Among the entries, which lines carry the string "secondary"? Copy every one.

BEGIN

PR #1701, opened 2018-04-15
is-in-turret-fov sexp

Goober5000:
Returns true if the ship is in a turret's FOV, false otherwise.  Requested by JSRNerdo.  Uses the object_in_turret_fov internal function which is the same one used by the turret code when it checks whether it can fire.  Optionally uses an argument for distance/range.

### DIFF
--- a/code/parse/sexp.cpp
+++ b/code/parse/sexp.cpp
@@ -508,6 +508,7 @@ SCP_vector<sexp_oper> Operators = {
 	{ "turret-set-secondary-ammo",		OP_TURRET_SET_SECONDARY_AMMO,			4,	4,			SEXP_ACTION_OPERATOR,	},	// DahBlount
 	{ "turret-get-primary-ammo",		OP_TURRET_GET_PRIMARY_AMMO,				3,	3,			SEXP_INTEGER_OPERATOR,	},	// DahBlount
 	{ "turret-get-secondary-ammo",		OP_TURRET_GET_SECONDARY_AMMO,			3,	3,			SEXP_INTEGER_OPERATOR,	},	// DahBlount
+	{ "is-in-turret-fov",				OP_IS_IN_TURRET_FOV,					3,	3,			SEXP_BOOLEAN_OPERATOR,	},	// Goober5000
 	
 	//Models and Textures Sub-Category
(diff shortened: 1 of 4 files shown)


fred2/sexp_tree.cpp
```diff
@@ -4838,6 +4838,7 @@ sexp_list_item *sexp_tree::get_listing_opf_subsystem(int parent_node, int arg_in
 		case OP_IS_AI_CLASS:
 		case OP_MISSILE_LOCKED:
 		case OP_SHIP_SUBSYS_GUARDIAN_THRESHOLD:
+		case OP_IS_IN_TURRET_FOV:
```
asarium: Could you port this change to qtFRED as well?

code/parse/sexp.cpp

END

**TASK OUTPUT**
 	{ "turret-set-secondary-ammo",		OP_TURRET_SET_SECONDARY_AMMO,			4,	4,			SEXP_ACTION_OPERATOR,	},	// DahBlount
 	{ "turret-get-secondary-ammo",		OP_TURRET_GET_SECONDARY_AMMO,			3,	3,			SEXP_INTEGER_OPERATOR,	},	// DahBlount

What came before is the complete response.